Module Unicode

Unicode utilities

type status
val classify : int -> status

Classify a unicode char into 3 classes or unknown.

val ident_refutation : string -> (bool * string) option

Return None if a given string can be used as a (Coq) identifier. Return Some (b,s) otherwise, where s is an explanation and b is severity.

val is_valid_ident_initial : status -> bool

Tells if a valid initial character for an identifier

val is_valid_ident_trailing : status -> bool

Tells if a valid non-initial character for an identifier

val is_letter : status -> bool

Tells if a letter

val is_unknown : status -> bool

Tells if a character is unclassified

val lowercase_first_char : string -> string

First char of a string, converted to lowercase

  • raises Assert_failure

    if the input string is empty.

val split_at_first_letter : string -> (string * string) option

Split a string supposed to be an ident at the first letter; as an optimization, return None if the first character is a letter

val is_basic_ascii : string -> bool

Return true if all UTF-8 characters in the input string are just plain ASCII characters. Returns false otherwise.

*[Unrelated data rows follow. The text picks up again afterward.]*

PR #322, opened 2026-04-13
compilersupport: fix build with GCC < 11

florolf:
Commit 45e4641 ("Fix build with GCC < 11: [[fallthrough]] is supported but not allowed in C") introduced a fix for old GCC versions, but commit 91d1c50 ("compilersupport: fix compilation in C23 mode") reverted it, reintroducing the build failure.

Revert the revert.

This builds fine with both an old toolchain and a new one when I force C23 (despite the top-level CMakeFile normally forcing it to C99). I'm not sure if this was an intentional change or just an accident?

### DIFF
--- a/src/compilersupport_p.h
+++ b/src/compilersupport_p.h
@@ -52,8 +52,12 @@
 #  define cbor_static_assert(x)         ((void)sizeof(char[2*!!(x) - 1]))
 #endif
 
-#if defined(__has_cpp_attribute)    // C23 and C++17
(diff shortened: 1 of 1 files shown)


thiagomacieira (approved):

thiagomacieira:
> I'm not sure if this was an intentional change or just an accident?

Pretty sure it was an accident. There was a point in time when my copy on disk, shared with Qt, went out of sync with upstream TinyCBOR (both dev and main branches). That's also the reason I decided to finally bite the bullet and release (0.)7.0.

PR #323, opened 2026-04-13
CMake: don't depend on C++ compiler for main build

florolf:
Only the tests actually require a C++ compiler, however CXX is globally enabled for the project, which prevents building on targets that do not have a C++ compiler available.

Only enable C++ support selectively when building the tests is enabled too.

Note that I couldn't test this with MSVC, but the conditions should still work if I'm reading the CMake docs correctly.

### DIFF
--- a/CMakeLists.txt
+++ b/CMakeLists.txt
@@ -24,7 +24,7 @@
 
 cmake_minimum_required(VERSION 3.10)
 
-project(tinycbor LANGUAGES C CXX VERSION 7.0)
+project(tinycbor LANGUAGES C VERSION 7.0)
 
 # Set path to additional cmake scripts
 set(CMAKE_MODULE_PATH ${PROJECT_SOURCE_DIR}/cmake ${CMAKE_MODULE_PATH})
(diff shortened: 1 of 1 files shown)


thiagomacieira (commented):
> Note that I couldn't test this with MSVC, but the conditions should still work if I'm reading the CMake docs correctly.

There is no release of MSVC lacking a C++ compiler. At least as far back as I remember (Microsoft C/C++ 7.0, which was the first release of C++), it's always installed both. So if this continues to compile (AppVeyor CI), it will probably be fine.

thiagomacieira (approved):

thiagomacieira:
We can see in the "gcc-small" CI step that it did not search for the C++ compiler. So this is working.

We could add a CI step to make sure we don't break it, but...

florolf:
For what it's worth, the Buildroot [autobuild](https://autobuild.buildroot.org/) jobs are testing this case, which is how I found the issue in the first place. If it breaks again, somebody over there will probably notice :)

florolf:
Hmm, it seems the automerge didn't trigger (possibly because I added a comment?) could you maybe poke it again @thiagomacieira? Thanks!

thiagomacieira:
> Hmm, it seems the automerge didn't trigger (possibly because I added a comment?) could you maybe poke it again @thiagomacieira? Thanks!

Done and merged.

PR #325, opened 2026-04-23
CMake: fixed `tinycbor.pc` install

EduMenges:
The line `configure_file(tinycbor.pc.in tinycbor.pc @ONLY)` generated the file into `CMAKE_CURRENT_BINARY_DIR`, but the installation of this file was being done using `CMAKE_BINARY_DIR`. This creates an error if tinycbor is added through `add_subdirectory`, because it tries looking that the root binary directory, but doesn't find it there because tinycbor gets its own subdirectory. This should fix the installation by using that specific directory.

### DIFF
--- a/CMakeLists.txt
+++ b/CMakeLists.txt
@@ -162,7 +162,7 @@ install(FILES
   DESTINATION ${CMAKE_INSTALL_INCLUDEDIR}/tinycbor
 )
 install(FILES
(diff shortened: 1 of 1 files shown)


thiagomacieira (changes requested):
Looks good, but can you put the explanation in the commit message? What you used on the PR looks good.

PR #326, opened 2026-04-25
Implement per-value reader context in abstract reader interface

sjlongland:
The abstract reader interface relies on passing around a `token` which represents the abstract reader context, keeping context information global to the entire parser instance.

This leads to significantly more work at the implementation end as it has no concept of what is being read and therefore whether it might already have the information needed.  The end result being additional I/O that could have been avoided.

By passing in the `CborValue`, we can provide a little more detail to the reader and allow it to store per-value context information so that it is not constantly jumping back and forth within the file unnecessarily.

### DIFF
--- a/examples/bufferedreader.c
+++ b/examples/bufferedreader.c
@@ -1,0 +1,807 @@
+/* vim: set sw=4 ts=4 et tw=80: */
+
+/****************************************************************************
+**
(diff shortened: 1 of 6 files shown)


sjlongland:
This follows on from https://github.com/intel/tinycbor/pull/208 as the changes would clash if they were kept separate.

val ascii_of_ident : string -> string

ascii_of_ident s maps UTF-8 string to a string composed solely from ASCII characters. The non-ASCII characters are translated to "_UUxxxx_" where xxxx is the Unicode index of the character in hexadecimal (from four to six hex digits). To avoid potential name clashes, any preexisting substring "_UU" is turned into "_UUU".

val is_utf8 : string -> bool

Validate an UTF-8 string

val utf8_length : string -> int

Return the length of a valid UTF-8 string.

val utf8_sub : string -> int -> int -> string

Variant of String.sub for UTF-8 strings.

val escaped_if_non_utf8 : string -> string

Return a "%XX"-escaped string if it contains non UTF-8 characters.